● What the task asks:
Could you print every record below exactly as written?

● Supplied records:

PR #750, opened 2017-04-04
Indicators

### LINKED ISSUE #727: Displaying chapter indicators on digital story promos
We're missing the chapter indicators on the main image and promo. According to the digital story system, 
- Thunderbolts and lightning should have one bar... subsequent parts pick up bars that correspond to each chapter
- This pattern should be displayed on both the article hero and in the promo on Explore.

https://wellcomecloud-my.sharepoint.com/personal/t_lahdesmaki_wellcome_ac_uk/Documents/Design%20delivery/Digital%20Story%20Elements/WC_Digital_Story_20170223.png

davidpmccormick:
Adding chapter-indicator bars to the article hero and promo images. Closes #727. 

## What does it look like?
screen shot 2017-04-04 at 15 24 20
screen shot 2017-04-04 at 15 24 48

### DIFF
--- a/server/data/series.js
+++ b/server/data/series.js
@@ -5,12 +5,17 @@ export function getSeriesCommissionedLength(seriesUrl: string): ?number {
   return lookup[seriesUrl];
 }
 
+export function getSeriesColor(seriesUrl: string): ?string {
+  const lookup = { 'electric-sublime': 'turquoise' };
+  return lookup[seriesUrl];
+}
+
 export const series = List([
   ({
     url: 'electric-sublime',
     name: 'Electric Sublime',
     commissionedLength: getSeriesCommissionedLength('electric-sublime'),
-    color: 'purple',
+    color: 'turquoise',
     items: List([
       ({
         contentType: 'article',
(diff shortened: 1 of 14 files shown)


server/data/series.js
```diff
@@ -1,5 +1,17 @@
 import {List} from 'immutable';
 
+export function getPositionInSeries(tags: {}): ?number {
+  const chapterString = 'chapter';
+  const chapterTag = Object.keys(tags).find((tag) => tag.toLowerCase().startsWith(chapterString));
```
jamesgorrie: There's not support in IE10 - are we sure that `babel` is giving us this?

I don't think we get it from [es2015](https://github.com/wellcometrust/wellcomecollection.org/blob/master/client/.babelrc).

jamesgorrie: If not we can just use a regex.

davidpmccormick: This is on the server so I don't think we have to care do we? (i.e. it's in Chrome)

jamesgorrie: Bosh, I'm being a :clown_face: 👍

● Answer to the exercise:
PR #750, opened 2017-04-04
Indicators

### LINKED ISSUE #727: Displaying chapter indicators on digital story promos
We're missing the chapter indicators on the main image and promo. According to the digital story system, 
- Thunderbolts and lightning should have one bar... subsequent parts pick up bars that correspond to each chapter
- This pattern should be displayed on both the article hero and in the promo on Explore.

https://wellcomecloud-my.sharepoint.com/personal/t_lahdesmaki_wellcome_ac_uk/Documents/Design%20delivery/Digital%20Story%20Elements/WC_Digital_Story_20170223.png

davidpmccormick:
Adding chapter-indicator bars to the article hero and promo images. Closes #727. 

## What does it look like?
screen shot 2017-04-04 at 15 24 20
screen shot 2017-04-04 at 15 24 48

### DIFF
--- a/server/data/series.js
+++ b/server/data/series.js
@@ -5,12 +5,17 @@ export function getSeriesCommissionedLength(seriesUrl: string): ?number {
   return lookup[seriesUrl];
 }
 
+export function getSeriesColor(seriesUrl: string): ?string {
+  const lookup = { 'electric-sublime': 'turquoise' };
+  return lookup[seriesUrl];
+}
+
 export const series = List([
   ({
     url: 'electric-sublime',
     name: 'Electric Sublime',
     commissionedLength: getSeriesCommissionedLength('electric-sublime'),
-    color: 'purple',
+    color: 'turquoise',
     items: List([
       ({
         contentType: 'article',
(diff shortened: 1 of 14 files shown)


server/data/series.js
```diff
@@ -1,5 +1,17 @@
 import {List} from 'immutable';
 
+export function getPositionInSeries(tags: {}): ?number {
+  const chapterString = 'chapter';
+  const chapterTag = Object.keys(tags).find((tag) => tag.toLowerCase().startsWith(chapterString));
```
jamesgorrie: There's not support in IE10 - are we sure that `babel` is giving us this?

I don't think we get it from [es2015](https://github.com/wellcometrust/wellcomecollection.org/blob/master/client/.babelrc).

jamesgorrie: If not we can just use a regex.

davidpmccormick: This is on the server so I don't think we have to care do we? (i.e. it's in Chrome)

jamesgorrie: Bosh, I'm being a :clown_face: 👍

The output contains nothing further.